Clientes que preferem o serviço na hora estranham o procedimento num primeiro momento. “Contudo, de tão rápido que é, a pessoa mal sente os pés ficarem quentes”, tranquiliza Alemão. Um dos que experimentaram essa sensação foi o então juiz da Lava Jato, Sergio Moro, “que gostou muito do serviço quando foi atendido ali”, conta. Alemão também presta serviço para pessoas famosas que frequentam o tablado e “políticos safados”, como ele mesmo diz, sem citar nomes e sem rodeios. O engraxate orgulha-se de já ter cuidado dos sapatos de figuras de sucesso na década de 1970, como Agnaldo Timóteo e Odair José.

Após “rejuvenescer” o couro, Alemão faz o filete do sapato, ao redor da sola, passando um pouco de graxa.
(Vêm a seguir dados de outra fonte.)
PR #375, opened 2024-09-19
Only submit password if previous validation completed

### LINKED ISSUE #372: Holding Enter key (for example while handling keyboard) queues large number of unlock attempts
Each unlock attempt takes quite a while, and with many queued the screen effectively cannot be unlocked for a long time.

There is an option to ignore empty passwords which would likely be a workaround if it is known that the password cannot be empty.

However, there are situations in which it is desirable to support both empty password and locking. For example, when building a live medium it is desirable to build it with an empty password so that users do not have to always ask around how to log in, and at the same time support securely locking the system if the user sets a password after the system is booted.

A solution would be to ignore input typed until the verification attempt finishes, or to special-case empty password, and ignore it once it fails to unlock the system. The latter can be prone to problems if the password is only one factor, and other factor is configured in PAM.

mstoeckl:
This should resolve #372; while I'm not entirely satisfied with this solution, I think it is a net improvement.

Commit message:
> This averts the risk that one can queue up many password submissions by pressing enter repeatedly (or with key repeat, holding enter), much more quickly than PAM will process them. It may also improve usability by reducing unrevealed system state: now that at most one password can be queued, the "Verifying" message is always shown when a password is being validated.

> However, this commit does introduce a minor UI issue: if one types an invalid second password just slightly faster than PAM validation completes, it may fail to submit, and the signs of this may be hard to notice (state transition timing, presence of keypress indicator, and (if enabled) attempt count).

### DIFF
--- a/password.c
+++ b/password.c
@@ -111,6 +111,9 @@ static void submit_password(struct swaylock_state *state) {
 	if (state->args.ignore_empty && state->password.len == 0) {
 		return;
 	}
+	if (state->auth_state == AUTH_STATE_VALIDATING) {
+		return;
+	}
 
 	state->input_state = INPUT_STATE_IDLE;
 	state->auth_state = AUTH_STATE_VALIDATING;


emersion (approved):
Thanks!

PR #381, opened 2024-11-01
Exit when password handling subprocess crashes

mstoeckl:
This change makes swaylock exit immediately when the pam child process crashes or exits early. (Once the child process has crashed, it is no longer possible to unlock the screen; having swaylock exit is now safe because ext-session-lock-v1 is required, and is better than the alternatives of operating in a state where future unlock attempts all fail, or crashing.)

To test this, run swaylock, identify its child process, and `kill` it.


emersion (approved):
LGTM, thanks!

PR #387, opened 2024-11-17
Fix potential NULL deference after getpwuid

OkamiW:
This can happen if swaylock is mistakenly run inside a sandbox without /etc/passwd


emersion (approved):
Thanks!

Depois, hidrata, passa uma escova e coloca a mão na parte de dentro do calçado, para tirar o aspecto de “amassado”. Alemão aprendeu essas técnicas antes de se tornar engraxate, quando trabalhou num curtume (local onde ocorre o tratamento químico de couro cru ou pele animal) em uma fazenda, no Rio Grande do Sul. Alemão também restaura bolsas e já fez até sofás.

Sapato de couro, antes e depois | Foto: Cristyan Costa/Revista Oeste

Ele também já serviu como militar e teve uma banca de jornal. Mas se deu bem mesmo como engraxate. “Trabalho há muitos anos nesse ramo e vou morrer fazendo isso”, assegura. Para ele, “a vida é uma brincadeira” e é preciso aproveitá-la fazendo o que se gosta, “antes que ela acabe”.

Um artesão sob medida 

O alfaiate Alexandre Mirkai, ao lado do filho, na loja em Indianópolis, zona sul de São Paulo | Foto: Cristyan Costa/Revista Oeste

Tirar a medida do cliente, desenhar o modelo no papel, cortar o tecido e costurar na máquina e à mão, resume o alfaiate Alexandre Mirkai, sobre o processo de criação de um traje social. Aos 84 anos, ele atua há 60 nesse ofício, numa loja em Indianópolis, bairro da zona sul da capital paulista. O ateliê funciona no mesmo local desde 1961. Mirkai chega às 6 horas, uma hora antes dos funcionários, faz e serve o café da manhã. Depois, começa a cortar as peças e prepará-las para a costura. Só vai embora às 17h30.

“O tempo que dura para um terno ficar bem-feito é de 50 horas”, afirmou o homem de estatura baixa, cabelos grisalhos e voz calma, enquanto acaricia os botões da camisa social branca feita sob medida, contrastando com a calça preta e o par de sapatos social de couro da mesma cor. “Dificilmente, encontra-se gente interessada em se aperfeiçoar nisso. Hoje em dia, com a digitalização, os jovens querem aprender as coisas em dois tempos e já sair ganhando muito dinheiro. Ser alfaiate requer bastante paciência, algo que praticamente não se tem mais.”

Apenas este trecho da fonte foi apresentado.